§ **Your goal**: Each line below with the word "right" needs to be copied.

§ **Supplied material**:
.....

PR #1161, opened 2017-11-24
Add advanced nginx mapping support

desertkun:
So map key/values can be defined in different places.

This example is self-explanatory:
```
nginx::resource::map { 'backend_pool':
  ensure    => present,
  hostnames => true,
  default   => 'ny-pool-1,
  string    => '$http_host'
}

# in some classes far away from map
nginx::resource::map::entry { 'backend_pool_nyc':
  map => 'backend_pool',
  key => '*.nyc.example.com',
  value => 'ny-pool-1'
}

nginx::resource::map::entry { 'backend_pool_sf':
  map => 'backend_pool',
  key => '*.sf.example.com',
  value => 'sf-pool-1'
}
```
This PR makes `mappings` argument optional, so if defined, the map will use the hash instead, otherwise it would expect for appropriate `nginx::resource::map::entry` definitions.


manifests/resource/map/entry.pp
```diff
@@ -0,0 +1,82 @@
...
+    fail("Map ${map} has \$mappings defined, cannot use entry.")
+  }
+
+  concat::fragment { "${::nginx::conf_dir}/conf.d/${map}_${key}":
+    target => "${::nginx::conf_dir}/conf.d/${map}-map.conf",
+    content => "  ${key} ${value};\n",
+    order => "5_${order}"
+  }
+
+}
```
bastelfreak: can you please add the missing newline?

manifests/resource/map/entry.pp
```diff
@@ -0,0 +1,82 @@
...
+#    value => 'sf-pool-1',
+#    order => '1'
+#  }
+#
+
+define nginx::resource::map::entry (
+  String $map,
+  String $key,
+  String $value,
+  String $order                = $key
```
bastelfreak: you can align the = directly to $order

templates/conf.d/map/header.erb
```diff
@@ -0,0 +1,11 @@
+# MANAGED BY PUPPET
```
bastelfreak: can you rewrite this to an epp template?

templates/conf.d/map/footer.erb
```diff
@@ -0,0 +1 @@
+}
```
bastelfreak: do we really need a template for this? You can directly set the `}` in the concat::fragment resource.

bastelfreak:
Hi @desertkun, thanks for the great PR!
I added a few inline comments, can you take a look at them? Can you also add unit tests to verify that this is working?

templates/conf.d/map/header.erb
ekohl: I'd disagree with this. All other templates are ERB and I'd prefer to keep the templating language used in a module consistent. Rewriting everything to EPP is fine by me, but should happen in another PR for every template.

desertkun:
I have added missing newlines and removed the `footer.erb`. As for the unit tests, it's the thing I am not very familiar with. Are you implying I should add a complete example using this feature in `examples` folder?

bastelfreak:
Hi @desertkun, are you still interested in this PR? If so, please rebase it. We currently use beaker to run acceptance tests, please checkout https://github.com/voxpupuli/puppet-nginx/tree/master/spec/acceptance for examples. If you need a walk-through, please ping us at [slack](http://slack.puppet.com) or on our IRC channel #voxpupuli on freenode.

bastelfreak:
Hi. I'm going to close this PR due to inactivity. If you are still interested in it please reopen and rebase.

PR #1163, opened 2017-12-10
Compatibility with puppetlabs-apt 4.4.0

ekohl:
It's better to have this handled in puppetlabs-apt since this will also work for Debian 10 which has removed the apt-transport-https package.


wyardley:
Looks good to me. Noting here that this essentially reverts #1110, just so the issues are linked.

PR #1165, opened 2017-12-21
#1164 fix the member_max_fails missing param

### LINKED ISSUE #1164: Upstream member:  member_max_fails param is missing

- Puppet: 5.3.3-1
- Ruby:  -
- Distribution: Debian Jessie
- Module version: 0.9.0

Call the `nginx::resource::upstream::member` with the parameter:  `upstream_max_fails` 

## What are you seeing

Error: Could not retrieve catalog from remote server: Error 500 on SERVER: Server Error: Evaluation Error: Error while evaluating a Resource Statement, Nginx::Resource::Upstream::Member[test]: has no parameter named 'upstream_max_fails' at 

Setting the upstream member to the right max fails counter.

the parameter is already available in the member template.
it's only missing in the manifest. 
I've created a PR.

khaefeli:
fix #1164

### DIFF
--- a/manifests/resource/upstream/member.pp
+++ b/manifests/resource/upstream/member.pp
@@ -14,6 +14,7 @@
 #   [*server*]                  - Hostname or IP of the upstream member server
 #   [*port*]                    - Port of the listening service on the upstream member
 #   [*upstream_fail_timeout*]   - Set the fail_timeout for the upstream. Default is 10 seconds
+#   [*upstream_max_fails*]      - Set the max_fails for the upstream member. Default is to use nginx default value which is 1.
 #
 #
 # Examples:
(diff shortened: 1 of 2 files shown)


manifests/resource/upstream/member.pp
```diff
@@ -39,7 +40,8 @@
   $server,
   Enum['present', 'absent'] $ensure = 'present',
   Integer $port                     = 80,
-  $upstream_fail_timeout  = '10s',
+  $upstream_fail_timeout            = '10s',
```
juniorsysadmin: Given these are new, can you use data types?

khaefeli: done

joekohlsdorf:
I don't agree with the use of String datatypes for time values, I suggest the following:
```Optional[Variant[Integer,Pattern[/^\d+[smhdwMy]?$/]]]```

bastelfreak:
Hi @khaefeli, thanks for the PR. Can you take a look at the comment from @joekohlsdorf? Can you please add a unit test?

saz:
I don't think this PR is required anymore: https://github.com/voxpupuli/puppet-nginx/blob/52ecfd7e5f08cf3c7046cc37a3af2fc069763732/manifests/resource/upstream/member.pp#L57

khaefeli:
closed. not needed anymore

PR #1169, opened 2018-01-10
Add more per-location proxy options: proxy_send_timeout, proxy_ignore…

merclangrat:
Added more options configurable per-location to proxy template and manifests:
- proxy_send_timeout
- proxy_ignore_header (nginx config option is proxy_ignore_headers, but I used 'proxy_ignore_header' name to be compatible with other options)
- proxy_next_upstream

All these options are supported by Nginx.


bastelfreak:
Thanks @merclangrat !

PR #1180, opened 2018-02-13
Add support for dynamic modules.

sevencastles:
Allow nginx to load dynamic modules by specifying an absolute or a
relative ("modules/") path. Modules must be installed separately and
before loading the puppet nginx module.

### DIFF
--- a/manifests/init.pp
+++ b/manifests/init.pp
@@ -33,6 +33,7 @@ class nginx (
   Optional[Enum['on', 'off']] $daemon                        = undef,
   $daemon_user                                               = $nginx::params::daemon_user,
   $daemon_group                                              = undef,
+  Array[String] $dynamic_modules                             = [],
   $global_owner                                              = $nginx::params::global_owner,
   $global_group                                              = $nginx::params::global_group,
   $global_mode                                               = $nginx::params::global_mode,
--- a/spec/classes/nginx_spec.rb
+++ b/spec/classes/nginx_spec.rb
@@ -360,6 +360,12 @@ describe 'nginx' do
           describe 'nginx.conf template content' do
             [
               {
+                title: 'should not set load_module',
+                attr: 'dynamic_modules',
+                value: :undef,
+                notmatch: %r{load_module}
+              },
+              {
                 title: 'should not set user',
                 attr: 'super_user',
                 value: false,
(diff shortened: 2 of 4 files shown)


manifests/init.pp
```diff
@@ -33,6 +33,7 @@
   Optional[Enum['on', 'off']] $daemon                        = undef,
   $daemon_user                                               = $::nginx::params::daemon_user,
   $daemon_group                                              = undef,
+  Optional[Array[String]] $dynamic_module                    = undef,
```
bastelfreak: Can you update it so it defaults to an empty array?

spec/classes/nginx_spec.rb
```diff
@@ -337,6 +337,12 @@
 
           describe 'nginx.conf template content' do
             [
+              {
+                title: 'should not set load_module',
```
bastelfreak: can you add another test that sets a module and checks if it is present in the config file?

templates/conf.d/nginx.conf.erb
```diff
@@ -1,4 +1,13 @@
 # MANAGED BY PUPPET
+<% if @dynamic_module.is_a?(Array) -%>
```
bastelfreak: the variable is always an array, so you don't need this check

bastelfreak:
Hi @sevencastles, thanks for the PR! I added a few inline comments, please take a look at them. The used email address in your commit doesn't match the one you've configured in your github settings. Now the commit isn't associated with your account. Can you please fix that?

manifests/init.pp
ekohl: I'd also prefer it to be named ```dynamic_modules``` since it's an array.

sevencastles:
Hi, 
thanks a lot for your suggestions. I have applied all of them.

bastelfreak:
Thanks for the updates @sevencastles . Can you take a look at https://github.com/voxpupuli/puppet-nginx/pull/1180#discussion_r172012298 ?
Also the email address in the first commit isn't linked with your github account. You can squash those commits into one and reset the author. Some explanations: https://stackoverflow.com/questions/3042437/change-commit-author-at-one-specific-commit

spec/classes/nginx_spec.rb
sevencastles: This is done, check diff below.

sevencastles: This is done, check lines 891-910

sevencastles:
Hi @bastelfreak. I've squashed the commits into one. Also, I've (already) added the tests you've asked, if I have understood you right.

templates/conf.d/nginx.conf.erb
```diff
@@ -1,4 +1,11 @@
 # MANAGED BY PUPPET
+<% Array(@dynamic_modules).each do |mod_item| -%>
```
bastelfreak: Can you get rid of the Array()?
That isn't needed since it's always an array.

sevencastles: I will do. Sorry, I am not very good with ERB

sevencastles:
Hi,
do you have any news? I have implemented all the requested changes.

sevencastles:
I've updated my pull request to be compatible with the latest master. Can you have a look and merge it? @bastelfreak 

Thanks

manifests/init.pp
```diff
@@ -33,6 +33,7 @@
   Optional[Enum['on', 'off']] $daemon                        = undef,
   $daemon_user                                               = $nginx::params::daemon_user,
   $daemon_group                                              = undef,
+  Optional[Array[String]] $dynamic_modules                   = [],
```
alexjfisher: If not defaulting to `undef`, do you really need to use `Optional`?

PR #1182, opened 2018-02-26
add etag support at the http level

bryangwilliam:
This change adds support for enabling/disabling the etag nginx directive in the http context. http://nginx.org/en/docs/http/ngx_http_core_module.html#etag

.....

§ **Output below**:
Setting the upstream member to the right max fails counter.
Hi @bastelfreak. I've squashed the commits into one. Also, I've (already) added the tests you've asked, if I have understood you right.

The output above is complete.